- EXERCISE GOAL -
Return all the lines below in which the string "slightly" appears.

BEGIN

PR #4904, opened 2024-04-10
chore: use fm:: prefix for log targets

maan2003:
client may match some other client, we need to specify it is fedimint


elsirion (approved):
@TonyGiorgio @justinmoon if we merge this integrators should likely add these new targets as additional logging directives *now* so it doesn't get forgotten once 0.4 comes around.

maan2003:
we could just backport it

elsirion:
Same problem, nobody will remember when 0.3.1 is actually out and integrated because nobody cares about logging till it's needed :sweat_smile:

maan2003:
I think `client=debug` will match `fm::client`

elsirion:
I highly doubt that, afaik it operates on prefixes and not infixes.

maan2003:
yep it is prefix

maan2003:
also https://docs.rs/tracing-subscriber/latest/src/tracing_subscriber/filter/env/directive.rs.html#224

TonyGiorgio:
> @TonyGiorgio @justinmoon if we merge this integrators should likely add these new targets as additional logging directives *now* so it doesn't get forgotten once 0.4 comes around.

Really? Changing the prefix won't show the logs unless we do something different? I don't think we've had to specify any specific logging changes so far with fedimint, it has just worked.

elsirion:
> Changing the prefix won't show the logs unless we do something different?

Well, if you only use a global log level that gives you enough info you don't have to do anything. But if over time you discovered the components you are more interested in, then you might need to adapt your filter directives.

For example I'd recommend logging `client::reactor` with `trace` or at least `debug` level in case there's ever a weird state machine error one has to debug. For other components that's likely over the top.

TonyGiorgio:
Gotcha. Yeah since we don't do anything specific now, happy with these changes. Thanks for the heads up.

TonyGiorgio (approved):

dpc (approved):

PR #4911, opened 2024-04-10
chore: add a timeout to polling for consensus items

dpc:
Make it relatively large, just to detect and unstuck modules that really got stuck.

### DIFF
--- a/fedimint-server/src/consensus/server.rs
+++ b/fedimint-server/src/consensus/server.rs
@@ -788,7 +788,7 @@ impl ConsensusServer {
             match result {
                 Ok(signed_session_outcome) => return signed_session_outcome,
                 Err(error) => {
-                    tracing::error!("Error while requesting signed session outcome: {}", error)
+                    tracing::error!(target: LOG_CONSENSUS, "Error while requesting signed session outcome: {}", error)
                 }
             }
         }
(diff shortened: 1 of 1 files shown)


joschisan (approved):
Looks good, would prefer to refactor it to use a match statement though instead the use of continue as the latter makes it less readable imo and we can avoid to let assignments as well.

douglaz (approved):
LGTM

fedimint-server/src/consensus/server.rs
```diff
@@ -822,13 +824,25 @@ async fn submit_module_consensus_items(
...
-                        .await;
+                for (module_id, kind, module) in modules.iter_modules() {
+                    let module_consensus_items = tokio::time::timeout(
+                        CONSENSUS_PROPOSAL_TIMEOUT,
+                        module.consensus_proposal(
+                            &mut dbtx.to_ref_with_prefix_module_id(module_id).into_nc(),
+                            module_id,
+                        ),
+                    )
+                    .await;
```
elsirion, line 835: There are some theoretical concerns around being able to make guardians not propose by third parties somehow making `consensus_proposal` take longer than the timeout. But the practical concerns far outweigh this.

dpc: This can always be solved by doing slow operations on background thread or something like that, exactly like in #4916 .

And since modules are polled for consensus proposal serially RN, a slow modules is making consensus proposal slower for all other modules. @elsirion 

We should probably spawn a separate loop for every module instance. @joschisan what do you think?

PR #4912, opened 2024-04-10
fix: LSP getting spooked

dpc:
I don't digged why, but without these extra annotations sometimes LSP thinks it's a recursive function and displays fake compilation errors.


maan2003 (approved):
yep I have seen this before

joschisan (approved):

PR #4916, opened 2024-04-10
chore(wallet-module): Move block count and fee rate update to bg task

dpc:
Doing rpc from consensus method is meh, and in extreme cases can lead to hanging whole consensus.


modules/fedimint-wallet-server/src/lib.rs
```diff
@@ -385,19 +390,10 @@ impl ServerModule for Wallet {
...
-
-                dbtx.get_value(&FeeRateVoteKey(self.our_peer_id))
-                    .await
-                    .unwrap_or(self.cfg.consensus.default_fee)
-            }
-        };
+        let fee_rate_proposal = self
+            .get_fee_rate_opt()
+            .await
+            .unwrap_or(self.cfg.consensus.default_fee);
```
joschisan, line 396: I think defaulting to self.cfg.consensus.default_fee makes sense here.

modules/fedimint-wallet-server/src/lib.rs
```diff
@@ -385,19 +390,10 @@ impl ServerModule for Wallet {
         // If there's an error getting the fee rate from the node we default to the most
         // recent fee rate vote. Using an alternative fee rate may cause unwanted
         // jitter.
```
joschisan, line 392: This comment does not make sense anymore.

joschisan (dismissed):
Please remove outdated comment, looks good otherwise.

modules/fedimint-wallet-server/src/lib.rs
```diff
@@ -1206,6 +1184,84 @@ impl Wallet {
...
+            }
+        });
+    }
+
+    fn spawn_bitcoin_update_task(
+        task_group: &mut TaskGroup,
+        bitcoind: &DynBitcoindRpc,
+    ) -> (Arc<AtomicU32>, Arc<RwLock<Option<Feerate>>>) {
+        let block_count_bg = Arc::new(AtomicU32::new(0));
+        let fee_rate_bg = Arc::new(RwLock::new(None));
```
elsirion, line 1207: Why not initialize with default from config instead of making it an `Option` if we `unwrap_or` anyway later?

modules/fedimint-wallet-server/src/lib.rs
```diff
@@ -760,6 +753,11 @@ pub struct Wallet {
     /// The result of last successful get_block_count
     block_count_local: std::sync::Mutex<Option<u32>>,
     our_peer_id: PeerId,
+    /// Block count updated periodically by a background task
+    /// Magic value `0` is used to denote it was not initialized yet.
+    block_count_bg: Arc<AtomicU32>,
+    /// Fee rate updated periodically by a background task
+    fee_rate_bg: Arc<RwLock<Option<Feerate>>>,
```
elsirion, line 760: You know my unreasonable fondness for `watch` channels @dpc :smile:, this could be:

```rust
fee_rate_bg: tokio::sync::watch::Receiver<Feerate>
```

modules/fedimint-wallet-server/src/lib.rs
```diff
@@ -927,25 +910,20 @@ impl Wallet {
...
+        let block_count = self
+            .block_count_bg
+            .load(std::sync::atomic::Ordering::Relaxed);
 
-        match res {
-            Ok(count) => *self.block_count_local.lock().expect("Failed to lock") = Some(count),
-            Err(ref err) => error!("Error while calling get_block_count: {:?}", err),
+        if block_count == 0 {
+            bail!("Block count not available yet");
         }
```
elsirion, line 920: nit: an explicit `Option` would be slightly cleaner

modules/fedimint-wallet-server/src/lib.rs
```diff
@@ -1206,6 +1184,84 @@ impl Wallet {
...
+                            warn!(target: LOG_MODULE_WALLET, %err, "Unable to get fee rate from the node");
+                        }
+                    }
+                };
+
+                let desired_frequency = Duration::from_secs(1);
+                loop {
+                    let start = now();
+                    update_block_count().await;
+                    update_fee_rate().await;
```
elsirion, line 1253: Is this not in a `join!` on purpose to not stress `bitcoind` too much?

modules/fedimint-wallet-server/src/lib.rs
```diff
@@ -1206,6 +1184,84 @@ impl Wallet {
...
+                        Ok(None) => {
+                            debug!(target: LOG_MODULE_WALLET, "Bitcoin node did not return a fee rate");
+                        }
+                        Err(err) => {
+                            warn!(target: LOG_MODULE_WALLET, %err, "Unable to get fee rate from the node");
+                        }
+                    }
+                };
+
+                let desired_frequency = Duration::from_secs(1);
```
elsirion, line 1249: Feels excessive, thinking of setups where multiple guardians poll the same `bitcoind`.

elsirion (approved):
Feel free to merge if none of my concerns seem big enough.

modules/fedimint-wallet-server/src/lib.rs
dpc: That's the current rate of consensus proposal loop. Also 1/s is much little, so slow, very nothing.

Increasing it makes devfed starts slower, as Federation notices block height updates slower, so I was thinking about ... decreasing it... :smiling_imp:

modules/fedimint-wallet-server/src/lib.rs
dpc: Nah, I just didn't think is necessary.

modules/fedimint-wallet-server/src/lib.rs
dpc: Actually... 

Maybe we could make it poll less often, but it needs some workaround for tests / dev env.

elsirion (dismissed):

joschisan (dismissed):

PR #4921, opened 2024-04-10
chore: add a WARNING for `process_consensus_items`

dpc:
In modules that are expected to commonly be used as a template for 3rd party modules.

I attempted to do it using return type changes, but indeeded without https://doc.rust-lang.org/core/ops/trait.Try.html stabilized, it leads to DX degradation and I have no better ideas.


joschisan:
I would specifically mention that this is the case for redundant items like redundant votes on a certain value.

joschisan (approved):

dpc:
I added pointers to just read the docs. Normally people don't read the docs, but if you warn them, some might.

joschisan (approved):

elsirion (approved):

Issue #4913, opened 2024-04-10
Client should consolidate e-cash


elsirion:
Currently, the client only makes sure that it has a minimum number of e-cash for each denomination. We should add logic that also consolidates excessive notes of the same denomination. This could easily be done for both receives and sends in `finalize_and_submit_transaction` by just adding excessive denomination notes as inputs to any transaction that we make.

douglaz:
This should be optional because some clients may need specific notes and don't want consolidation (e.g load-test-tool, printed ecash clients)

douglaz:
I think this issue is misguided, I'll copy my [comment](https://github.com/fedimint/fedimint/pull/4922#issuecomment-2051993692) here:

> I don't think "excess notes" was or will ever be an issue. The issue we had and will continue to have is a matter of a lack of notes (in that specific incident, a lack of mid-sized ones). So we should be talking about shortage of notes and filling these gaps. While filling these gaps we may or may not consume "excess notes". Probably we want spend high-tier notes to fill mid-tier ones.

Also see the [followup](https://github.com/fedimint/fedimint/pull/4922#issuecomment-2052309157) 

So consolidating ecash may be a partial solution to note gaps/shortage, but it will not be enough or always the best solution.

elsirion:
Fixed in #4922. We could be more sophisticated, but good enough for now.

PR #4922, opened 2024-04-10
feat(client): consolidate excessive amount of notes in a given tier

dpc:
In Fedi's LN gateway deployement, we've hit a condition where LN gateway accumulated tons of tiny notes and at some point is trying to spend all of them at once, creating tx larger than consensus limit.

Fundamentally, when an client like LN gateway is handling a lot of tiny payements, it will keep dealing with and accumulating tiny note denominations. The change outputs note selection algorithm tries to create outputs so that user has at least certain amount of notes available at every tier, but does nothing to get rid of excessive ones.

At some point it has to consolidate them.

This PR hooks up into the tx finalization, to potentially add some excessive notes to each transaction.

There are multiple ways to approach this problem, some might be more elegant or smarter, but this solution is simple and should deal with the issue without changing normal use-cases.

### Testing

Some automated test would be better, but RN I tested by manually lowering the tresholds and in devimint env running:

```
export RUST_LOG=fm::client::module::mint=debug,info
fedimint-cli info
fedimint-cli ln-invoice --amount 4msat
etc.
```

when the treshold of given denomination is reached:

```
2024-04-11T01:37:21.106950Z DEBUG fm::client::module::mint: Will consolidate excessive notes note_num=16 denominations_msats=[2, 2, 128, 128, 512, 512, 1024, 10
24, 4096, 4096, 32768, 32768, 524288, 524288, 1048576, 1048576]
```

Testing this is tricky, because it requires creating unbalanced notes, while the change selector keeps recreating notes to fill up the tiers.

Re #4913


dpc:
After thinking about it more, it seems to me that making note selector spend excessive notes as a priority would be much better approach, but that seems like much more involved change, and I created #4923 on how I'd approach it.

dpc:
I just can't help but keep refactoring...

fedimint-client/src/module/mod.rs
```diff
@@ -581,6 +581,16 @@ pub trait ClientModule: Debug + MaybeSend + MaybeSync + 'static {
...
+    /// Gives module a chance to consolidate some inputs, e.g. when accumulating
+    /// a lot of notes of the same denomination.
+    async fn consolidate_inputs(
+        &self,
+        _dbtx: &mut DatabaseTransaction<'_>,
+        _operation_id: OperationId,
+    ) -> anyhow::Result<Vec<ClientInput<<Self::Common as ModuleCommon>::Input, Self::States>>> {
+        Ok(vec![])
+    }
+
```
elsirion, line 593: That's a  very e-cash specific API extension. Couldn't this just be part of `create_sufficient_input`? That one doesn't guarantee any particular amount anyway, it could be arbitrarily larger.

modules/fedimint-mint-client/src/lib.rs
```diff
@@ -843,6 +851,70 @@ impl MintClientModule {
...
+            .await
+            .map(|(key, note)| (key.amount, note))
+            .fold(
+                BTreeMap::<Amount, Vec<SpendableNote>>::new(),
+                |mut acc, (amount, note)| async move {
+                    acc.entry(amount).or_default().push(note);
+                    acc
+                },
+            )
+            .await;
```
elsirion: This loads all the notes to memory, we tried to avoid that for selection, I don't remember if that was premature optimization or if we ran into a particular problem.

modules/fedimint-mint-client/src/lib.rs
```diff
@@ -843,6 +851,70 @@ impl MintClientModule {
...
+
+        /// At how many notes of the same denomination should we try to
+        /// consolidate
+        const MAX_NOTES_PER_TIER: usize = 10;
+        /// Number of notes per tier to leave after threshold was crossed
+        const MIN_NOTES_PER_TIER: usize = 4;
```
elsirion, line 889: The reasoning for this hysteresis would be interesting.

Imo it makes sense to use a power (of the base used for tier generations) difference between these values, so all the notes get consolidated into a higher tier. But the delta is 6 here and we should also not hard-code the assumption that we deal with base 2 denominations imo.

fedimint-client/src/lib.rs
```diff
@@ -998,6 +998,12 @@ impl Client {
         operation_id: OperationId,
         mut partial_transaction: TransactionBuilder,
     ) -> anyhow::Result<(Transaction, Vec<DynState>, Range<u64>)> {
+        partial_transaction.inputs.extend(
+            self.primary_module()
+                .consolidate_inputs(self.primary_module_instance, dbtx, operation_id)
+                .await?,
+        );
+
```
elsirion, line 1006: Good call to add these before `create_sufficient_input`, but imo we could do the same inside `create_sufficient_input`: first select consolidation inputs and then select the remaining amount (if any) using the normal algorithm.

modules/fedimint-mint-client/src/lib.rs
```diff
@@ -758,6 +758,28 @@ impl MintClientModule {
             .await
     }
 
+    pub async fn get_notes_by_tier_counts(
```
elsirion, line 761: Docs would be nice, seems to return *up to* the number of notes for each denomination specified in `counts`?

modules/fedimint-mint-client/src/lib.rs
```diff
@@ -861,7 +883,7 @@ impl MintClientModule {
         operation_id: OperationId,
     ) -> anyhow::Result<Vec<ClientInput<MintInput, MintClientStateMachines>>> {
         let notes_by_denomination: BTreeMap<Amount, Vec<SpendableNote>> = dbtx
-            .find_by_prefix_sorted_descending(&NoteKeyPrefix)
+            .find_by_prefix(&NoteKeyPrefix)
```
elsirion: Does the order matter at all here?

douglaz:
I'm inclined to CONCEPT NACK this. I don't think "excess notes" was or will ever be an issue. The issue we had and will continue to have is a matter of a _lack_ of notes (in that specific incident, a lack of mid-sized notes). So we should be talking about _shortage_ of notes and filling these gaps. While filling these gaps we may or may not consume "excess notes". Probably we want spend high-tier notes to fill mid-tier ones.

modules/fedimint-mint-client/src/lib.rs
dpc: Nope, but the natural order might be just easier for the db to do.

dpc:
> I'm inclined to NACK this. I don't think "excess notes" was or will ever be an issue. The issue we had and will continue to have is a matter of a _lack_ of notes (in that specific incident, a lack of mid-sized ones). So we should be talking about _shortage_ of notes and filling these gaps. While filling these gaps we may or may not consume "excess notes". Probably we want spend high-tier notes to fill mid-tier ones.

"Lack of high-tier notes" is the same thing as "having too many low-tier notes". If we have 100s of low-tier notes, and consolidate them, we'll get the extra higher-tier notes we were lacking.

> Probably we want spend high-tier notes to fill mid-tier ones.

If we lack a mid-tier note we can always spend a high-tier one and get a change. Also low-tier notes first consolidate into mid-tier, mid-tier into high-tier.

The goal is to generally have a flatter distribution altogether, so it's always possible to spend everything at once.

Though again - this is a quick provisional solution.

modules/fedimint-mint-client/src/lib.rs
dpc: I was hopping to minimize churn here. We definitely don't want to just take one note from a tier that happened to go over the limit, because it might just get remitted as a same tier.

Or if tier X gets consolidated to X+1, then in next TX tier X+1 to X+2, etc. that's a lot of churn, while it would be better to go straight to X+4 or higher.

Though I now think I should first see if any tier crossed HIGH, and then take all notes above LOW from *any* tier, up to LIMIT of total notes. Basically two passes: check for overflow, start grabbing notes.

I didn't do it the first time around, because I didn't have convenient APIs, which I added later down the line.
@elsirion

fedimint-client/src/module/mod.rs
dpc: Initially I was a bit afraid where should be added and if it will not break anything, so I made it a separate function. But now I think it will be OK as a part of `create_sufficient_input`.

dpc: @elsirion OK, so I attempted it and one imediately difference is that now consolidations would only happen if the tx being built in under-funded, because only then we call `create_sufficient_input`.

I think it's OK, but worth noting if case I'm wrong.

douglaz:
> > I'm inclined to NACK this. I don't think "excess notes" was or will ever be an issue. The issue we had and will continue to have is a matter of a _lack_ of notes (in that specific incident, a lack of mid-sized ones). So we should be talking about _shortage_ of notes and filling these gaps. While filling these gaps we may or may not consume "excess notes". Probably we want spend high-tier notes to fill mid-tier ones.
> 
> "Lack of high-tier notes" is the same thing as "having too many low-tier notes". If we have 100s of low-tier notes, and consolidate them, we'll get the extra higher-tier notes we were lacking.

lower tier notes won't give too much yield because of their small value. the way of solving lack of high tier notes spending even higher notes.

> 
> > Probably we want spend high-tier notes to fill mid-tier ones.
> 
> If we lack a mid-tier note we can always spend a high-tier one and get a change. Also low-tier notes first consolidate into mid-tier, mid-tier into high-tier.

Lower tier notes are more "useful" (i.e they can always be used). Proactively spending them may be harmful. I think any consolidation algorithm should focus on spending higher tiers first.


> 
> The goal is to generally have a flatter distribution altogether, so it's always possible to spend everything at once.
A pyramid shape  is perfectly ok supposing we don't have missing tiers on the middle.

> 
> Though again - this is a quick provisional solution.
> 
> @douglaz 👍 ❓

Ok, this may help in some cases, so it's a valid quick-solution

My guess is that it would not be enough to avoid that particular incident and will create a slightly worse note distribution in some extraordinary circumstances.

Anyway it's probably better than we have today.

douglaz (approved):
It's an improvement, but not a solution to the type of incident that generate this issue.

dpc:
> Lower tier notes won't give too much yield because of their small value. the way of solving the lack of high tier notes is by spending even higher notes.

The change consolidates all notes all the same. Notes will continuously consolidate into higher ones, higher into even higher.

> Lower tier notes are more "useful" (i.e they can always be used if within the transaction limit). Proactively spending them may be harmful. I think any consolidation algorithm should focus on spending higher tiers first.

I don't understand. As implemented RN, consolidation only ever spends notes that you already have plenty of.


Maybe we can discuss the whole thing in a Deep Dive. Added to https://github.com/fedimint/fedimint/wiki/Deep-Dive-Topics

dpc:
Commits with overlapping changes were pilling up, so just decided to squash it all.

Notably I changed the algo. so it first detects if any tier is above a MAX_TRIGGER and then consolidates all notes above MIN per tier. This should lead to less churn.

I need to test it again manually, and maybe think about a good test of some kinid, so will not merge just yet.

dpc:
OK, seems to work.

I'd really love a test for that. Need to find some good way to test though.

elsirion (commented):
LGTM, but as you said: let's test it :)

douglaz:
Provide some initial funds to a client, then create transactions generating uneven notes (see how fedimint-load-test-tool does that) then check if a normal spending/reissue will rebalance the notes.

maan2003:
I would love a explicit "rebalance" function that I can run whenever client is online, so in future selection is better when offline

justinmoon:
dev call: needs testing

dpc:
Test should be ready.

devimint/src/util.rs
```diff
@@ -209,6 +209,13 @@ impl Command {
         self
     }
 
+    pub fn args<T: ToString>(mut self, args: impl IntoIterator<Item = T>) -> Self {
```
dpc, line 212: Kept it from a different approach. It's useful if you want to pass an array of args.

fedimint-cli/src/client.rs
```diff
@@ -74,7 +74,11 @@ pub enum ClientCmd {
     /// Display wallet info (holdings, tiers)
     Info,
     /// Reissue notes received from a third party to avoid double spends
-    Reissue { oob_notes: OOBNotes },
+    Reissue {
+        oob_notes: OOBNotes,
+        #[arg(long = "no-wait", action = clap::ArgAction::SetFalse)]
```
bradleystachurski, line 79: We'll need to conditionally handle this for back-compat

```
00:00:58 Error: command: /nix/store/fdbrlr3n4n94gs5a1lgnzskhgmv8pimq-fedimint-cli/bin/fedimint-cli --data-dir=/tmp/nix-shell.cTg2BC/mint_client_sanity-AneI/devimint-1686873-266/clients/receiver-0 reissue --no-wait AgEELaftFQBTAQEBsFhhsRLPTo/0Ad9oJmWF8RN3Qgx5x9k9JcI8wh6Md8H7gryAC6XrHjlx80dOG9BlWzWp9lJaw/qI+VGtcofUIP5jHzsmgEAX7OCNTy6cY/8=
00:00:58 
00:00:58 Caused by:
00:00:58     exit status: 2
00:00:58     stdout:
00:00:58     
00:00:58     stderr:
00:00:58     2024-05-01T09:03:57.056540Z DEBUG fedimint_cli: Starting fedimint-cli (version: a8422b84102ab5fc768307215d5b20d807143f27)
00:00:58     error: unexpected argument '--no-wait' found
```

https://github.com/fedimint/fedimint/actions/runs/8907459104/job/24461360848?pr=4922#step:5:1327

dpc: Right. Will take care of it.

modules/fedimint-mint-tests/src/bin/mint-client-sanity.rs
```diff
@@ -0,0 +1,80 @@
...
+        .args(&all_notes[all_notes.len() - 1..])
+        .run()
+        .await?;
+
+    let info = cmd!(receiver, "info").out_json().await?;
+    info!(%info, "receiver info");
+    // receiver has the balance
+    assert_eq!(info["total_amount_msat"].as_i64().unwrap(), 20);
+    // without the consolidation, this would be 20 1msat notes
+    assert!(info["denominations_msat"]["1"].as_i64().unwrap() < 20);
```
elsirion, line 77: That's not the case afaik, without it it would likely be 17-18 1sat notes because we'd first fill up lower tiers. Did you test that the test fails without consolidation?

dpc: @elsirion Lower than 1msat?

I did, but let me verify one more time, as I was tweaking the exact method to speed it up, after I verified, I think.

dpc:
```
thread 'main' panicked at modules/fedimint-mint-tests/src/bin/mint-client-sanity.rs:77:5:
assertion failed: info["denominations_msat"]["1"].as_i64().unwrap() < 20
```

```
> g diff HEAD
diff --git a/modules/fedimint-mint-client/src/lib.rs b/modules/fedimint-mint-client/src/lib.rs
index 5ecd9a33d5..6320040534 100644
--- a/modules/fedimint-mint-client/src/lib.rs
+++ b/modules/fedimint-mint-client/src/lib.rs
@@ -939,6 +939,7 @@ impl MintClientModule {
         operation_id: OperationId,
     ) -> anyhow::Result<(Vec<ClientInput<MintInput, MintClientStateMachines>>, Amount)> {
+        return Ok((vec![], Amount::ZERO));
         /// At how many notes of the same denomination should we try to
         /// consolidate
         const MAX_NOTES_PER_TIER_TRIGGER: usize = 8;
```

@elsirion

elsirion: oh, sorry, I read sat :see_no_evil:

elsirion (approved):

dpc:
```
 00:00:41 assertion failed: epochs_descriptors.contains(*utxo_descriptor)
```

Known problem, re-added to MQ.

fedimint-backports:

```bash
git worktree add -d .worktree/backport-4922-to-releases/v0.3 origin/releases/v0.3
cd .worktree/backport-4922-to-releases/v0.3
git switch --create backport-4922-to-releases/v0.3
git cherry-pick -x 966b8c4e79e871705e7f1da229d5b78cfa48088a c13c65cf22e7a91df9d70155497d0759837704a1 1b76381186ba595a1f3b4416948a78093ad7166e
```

END

- RESULT FOR THIS EXERCISE -
elsirion, line 920: nit: an explicit `Option` would be slightly cleaner
My guess is that it would not be enough to avoid that particular incident and will create a slightly worse note distribution in some extraordinary circumstances.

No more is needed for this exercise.